Мама Надя говорила с паузами, но её перебивать было нельзя. Я послушался, встал, подобрал с пола «Сердечно-лёгочную реанимацию». Мама Надя отобрала у меня молоко.
– Всё вылакал? – она расстроилась.
– Не всё – только половину.
Мы проникли в квартиру. Пришлось перешагивать через приваленную к двери баррикаду. Чего там только не было: мой старый велосипед, который мама Надя притащила с балкона, обтрёпанные, дедушкины ещё чемоданы, коробки с книгами, до которых у меня никак не доходили руки.
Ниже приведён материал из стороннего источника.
PR #1144, opened 2026-09-17
Rename CLI parameters

### LINKED ISSUE #1089: Deprecate `--b1-biascorrect-stage` parameter and remove in 27.0.0
We can instead have `--dmri-biascorrect <auto|n4|none>` to match `--anat-biascorrect`.

If anyone needs the legacy approach, they can use an older version of QSIPrep.

When using auto, there should be a warning box in the HTML report since we don't know how well the check (using ImageType) generalizes.

### LINKED ISSUE #1114: Toggle intramodal template generation with new `--dwiref-definition` parameter
## Summary
The idea is to align with fMRIPrep's new `--bold-coreg-level <run|session|subject>` flag, although we may want a `distortion-group` value instead of `run`.

The default for `--dwi-coreg-level` would be the lowest level (distortion-group/run) to match current behavior. The default for `--intramodal-template-iters` could be set to our recommended value when applying the intramodal template (3 I think?), though it would have no effect for distortion-group/run.

### LINKED ISSUE #1122: Rename `--b0-to-anat-transform` to `--dwi2anat-dof`
## Summary

This would better match fMRIPrep and ASLPrep.

- `--b0-to-anat-transform Rigid` --> `--dwi2anat-dof 6`
- `--b0-to-anat-transform Affine` --> `--dwi2anat-dof 12`
- `--dwi2anat-dof 9` would be a new option

### LINKED ISSUE #1129: Rename `--intramodal-template-transform` to `--dwiref-construction-transform`
Related to #1114, #1122, and #1128.

`--intramodal-template-transform <Rigid|Affine|SyN|BsplineSyN>` --> `--dwiref-construction-transform <Rigid|Affine|SyN|BsplineSyN>`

– Мама Надя, что это такое? – спросил я.
– Где?
– В коридоре. Вот эти вещи.
– Вещи? – переспросила мама Надя. Она теперь всегда переспрашивала. – Дак чтобы не пришли… Эти.
– Кто?
Она не ответила и молча пошла на кухню.
Вчера я получил зарплату. Очень странную нам в больнице в то время выдавали зарплату. Денег было ровно вполовину меньше того, что мне причиталось. Невыплаченную сумму я взял ноотропными препаратами. Так руководство иногда выходило из бедственного положения. Маму Надю всё равно нужно было чем-то лечить.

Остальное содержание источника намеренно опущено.